§ **WHAT THIS TASK INVOLVES**
Write each entry out again, exactly as it is written.

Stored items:
[Start of section]

PR #400, opened 2017-08-30
PostgreSQL for Twittermap

hh1680651:
Support PostgreSQL for Twittermap:
- Added Migration file for psql.
- Added service-postgresql.js for sending queries.
- Added switch cases for controller & html files.

### DIFF
--- a/examples/twittermap/web/app/controllers/TwitterMapApplication.scala
+++ b/examples/twittermap/web/app/controllers/TwitterMapApplication.scala
@@ -3,7 +3,7 @@ package controllers
 import java.io.{File, FileInputStream}
 import javax.inject.{Inject, Singleton}
 
-import model.{Migration_20170428, MySqlMigration_20170810}
+import model.{Migration_20170428, MySqlMigration_20170810, PostgreSqlMigration_20172829}
 import org.joda.time.DateTime
 import play.api.libs.concurrent.Execution.Implicits.defaultContext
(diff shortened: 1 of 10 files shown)


examples/twittermap/web/app/controllers/TwitterMapApplication.scala
```diff
@@ -30,21 +30,22 @@ class TwitterMapApplication @Inject()(val wsClient: WSClient,
   val endDate : Option[String] = config.getString("endDate")
   val cities: List[JsValue] = TwitterMapApplication.loadCity(environment.getFile(USCityDataPath))
   val cacheThreshold : Option[String] = config.getString("cacheThreshold")
-  val isMySql: Boolean = config.getBoolean("isMySql").getOrElse(false)
+  val sqlDB: String = config.getString("sqlDB").getOrElse("false")
```
JavierJia: can you make it an enum instead of `string`? e.g., `DBType`?

examples/twittermap/web/public/javascripts/common/services-postgresql.js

[End of section]

§ **RESULT FOR THIS TASK**
PR #400, opened 2017-08-30
PostgreSQL for Twittermap

hh1680651:
Support PostgreSQL for Twittermap:
- Added Migration file for psql.
- Added service-postgresql.js for sending queries.
- Added switch cases for controller & html files.

### DIFF
--- a/examples/twittermap/web/app/controllers/TwitterMapApplication.scala
+++ b/examples/twittermap/web/app/controllers/TwitterMapApplication.scala
@@ -3,7 +3,7 @@ package controllers
 import java.io.{File, FileInputStream}
 import javax.inject.{Inject, Singleton}
 
-import model.{Migration_20170428, MySqlMigration_20170810}
+import model.{Migration_20170428, MySqlMigration_20170810, PostgreSqlMigration_20172829}
 import org.joda.time.DateTime
 import play.api.libs.concurrent.Execution.Implicits.defaultContext
(diff shortened: 1 of 10 files shown)


examples/twittermap/web/app/controllers/TwitterMapApplication.scala
```diff
@@ -30,21 +30,22 @@ class TwitterMapApplication @Inject()(val wsClient: WSClient,
   val endDate : Option[String] = config.getString("endDate")
   val cities: List[JsValue] = TwitterMapApplication.loadCity(environment.getFile(USCityDataPath))
   val cacheThreshold : Option[String] = config.getString("cacheThreshold")
-  val isMySql: Boolean = config.getBoolean("isMySql").getOrElse(false)
+  val sqlDB: String = config.getString("sqlDB").getOrElse("false")
```
JavierJia: can you make it an enum instead of `string`? e.g., `DBType`?

examples/twittermap/web/public/javascripts/common/services-postgresql.js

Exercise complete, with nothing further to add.